The file has inputs which includes "&" that causes the reading error i.e.

<title>Notes of DDTS & n Apparatus for Experimental Research</title>

which throws the following error:

org.springframework.dao.DataAccessResourceFailureException: Error reading XML stream; nested exception is javax.xml.stream.XMLStreamException: ParseError at [row,col]:[127,25]
Message: The entity name must immediately follow the '&' in the entity reference.

Is there anything I'm doing wrong in my configuration that does not allow the rest of the records to continue processing.

2

2 Answers

0
votes

To skip for certain type of exceptions we can either mention the skip policy where we can write custom logic for skipping a exception.

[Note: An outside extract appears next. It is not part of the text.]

Issue #1105, opened 2019-03-05
Dashboard secure login


p0lyn0mial:
**Note:** Issues relating to this epic are managed [via ZenHub](https://app.zenhub.com/workspace/o/kubermatic/dashboard/issues/1105).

Like below code.

        @Bean
            public Step stepSGR() throws IOException{
                return stepBuilderFactory.get("ETL_STEP").<SigmodRecord.Issue,SigmodRecord.Issue>chunk(1)
                        //.processor(itemProcessor())
                        .writer(itemWriter())
                        .reader(multiReader())
                        .faultTolerant()
                        .skipPolicy(new FileVerificationSkipper())
                        .build();
            }

        public class FileVerificationSkipper implements SkipPolicy {

        private static final Logger LOG = LoggerFactory.getLogger(FileVerificationSkipper.class);

        @Override
        public boolean shouldSkip(Throwable t, int skipCount) throws SkipLimitExceededException {
            LOG.error("There is an error {}",t);
            if (t instanceof DataAccessResourceFailureException)          
              return true;
        }

    }

Or you can simply setup like below.

     @Bean
     public Step stepSGR() throws IOException{
       return stepBuilderFactory.get("ETL_STEP").<SigmodRecord.Issue,SigmodRecord.Issue>chunk(1)
                        //.processor(itemProcessor())
                        .writer(itemWriter())
                        .reader(multiReader())
                        .faultTolerant()
                        .skipLimit(Integer.MAX_VALUE)
                        .skip(DataAccessResourceFailureException.class)
                        .build();
            }
0
votes

This issue falls under malformed xml and it seems that there is no way to recover from that except fixing the xml itself. The spring StaxEventItemReader is using XMLEventReader in its low parse of the xml, so I tried to read the xml file using XMLEventReader to try and skip the bad block, however XMLEventReader.nextEvent() kept throwing an exception where the bad block is. I tried to handle that in try catch block in order to skip to next event but it seems that the reader wont move to the next event. So for now the only way to solve the issue is to fix the xml itself before processing it.